## Input data
-=-=-=-=-
PR #98, opened 2018-10-04
Prevent zombie processes/containers

### LINKED ISSUE #97: anchore-engine in Docker Swarm gives zombie containers
I've deployed `anchore-engine` to a Docker Swarm cluster using the provided `docker-compose.yml` in the `master` branch of this repo. This deploys a stack with 2 containers as expected (database and engine).

When redeploying the stack Docker Swarm will first issue a SIGTERM to the running engine container, wait for it to stop, and when stopped start a new container. If the container does not stop within a specific time (10 seconds), it will issue a SIGKILL.

Because `shell` form of `CMD` is used, the `anchore-engine` process is started from `/bin/sh -c`. Normally this is not a problem, however `anchore-engine` spawns subprocesses, and because of the main process being in a shell, the SIGTERM and SIGKILL signals are not properly propagated into the child processes. This causes `anchore-engine` zombie containers to be left on the Docker host, which can only be removed by restarting the Docker daemon.

The `anchore-engine` Dockerfiles should be fixed to:
- use `exec` form instead of `shell` form
- add an `init` like process that properly propagates the system SIGTERM and SIGKILL signals (e.g. `tini`)

For more background info see:
https://blog.phusion.nl/2015/01/20/docker-and-the-pid-1-zombie-reaping-problem/
and:
https://docs.docker.com/engine/reference/builder/#cmd

## Steps to Reproduce:
1. use docker-compose installation instructions from README
2. instead of `docker-compose up` use `docker stack deploy`
3. use `docker service scale` to first set `anchore-engine` to 0 replicas
4. and then scale `anchore-engine` back to 1 replica
5. with `docker service ls` it is observed that `anchore-engine` now has `2/1` in the replica column

I will make a PR with suggested changes.

bjwschaap:
Fixes #97 

- rewrite CMD to `exec` form
- add `tini`

Signed-off-by: Bastiaan Schaap <bastiaan.schaap@siteminds.nl>

### DIFF
--- a/Dockerfile
+++ b/Dockerfile
@@ -3,10 +3,22 @@ FROM centos:7
 ENV LANG=en_US.UTF-8
 EXPOSE 8228 8338 8087 8082
 
-RUN yum -y update && yum -y install epel-release && yum -y install skopeo python-pip dpkg gcc python-devel openssl-devel psmisc && yum clean all -y
+RUN yum -y update && yum -y install epel-release && yum -y install skopeo python-pip dpkg gcc python-devel openssl-devel psmisc && yum clean all -y && rm -rf /var/cache/yum
+
+ENV TINI_VERSION=v0.18.0
+RUN cd /tmp && \
+  gpg --keyserver hkp://p80.pool.sks-keyservers.net:80 --recv-keys 595E85A6B1B4779EA4DAAEC70B588DFF0527A9B7 && \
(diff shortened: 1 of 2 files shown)


zhill:
Closing this PR as it's no longer in line with how the containers are run or their entrypoint. If the zombie issue persists on the latest codebase please update #97 and we'll look into it further and ensure the problem is resolved. thanks!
-=-=-=-=-
## Your instructions
Give again, exactly and with nothing added, the lines running from the one that contains "2. instead of" to the last line of the material.

## Expected answer
2. instead of `docker-compose up` use `docker stack deploy`
3. use `docker service scale` to first set `anchore-engine` to 0 replicas
4. and then scale `anchore-engine` back to 1 replica
5. with `docker service ls` it is observed that `anchore-engine` now has `2/1` in the replica column

I will make a PR with suggested changes.

bjwschaap:
Fixes #97 

- rewrite CMD to `exec` form
- add `tini`

Signed-off-by: Bastiaan Schaap <bastiaan.schaap@siteminds.nl>

### DIFF
--- a/Dockerfile
+++ b/Dockerfile
@@ -3,10 +3,22 @@ FROM centos:7
 ENV LANG=en_US.UTF-8
 EXPOSE 8228 8338 8087 8082
 
-RUN yum -y update && yum -y install epel-release && yum -y install skopeo python-pip dpkg gcc python-devel openssl-devel psmisc && yum clean all -y
+RUN yum -y update && yum -y install epel-release && yum -y install skopeo python-pip dpkg gcc python-devel openssl-devel psmisc && yum clean all -y && rm -rf /var/cache/yum
+
+ENV TINI_VERSION=v0.18.0
+RUN cd /tmp && \
+  gpg --keyserver hkp://p80.pool.sks-keyservers.net:80 --recv-keys 595E85A6B1B4779EA4DAAEC70B588DFF0527A9B7 && \
(diff shortened: 1 of 2 files shown)


zhill:
Closing this PR as it's no longer in line with how the containers are run or their entrypoint. If the zombie issue persists on the latest codebase please update #97 and we'll look into it further and ensure the problem is resolved. thanks!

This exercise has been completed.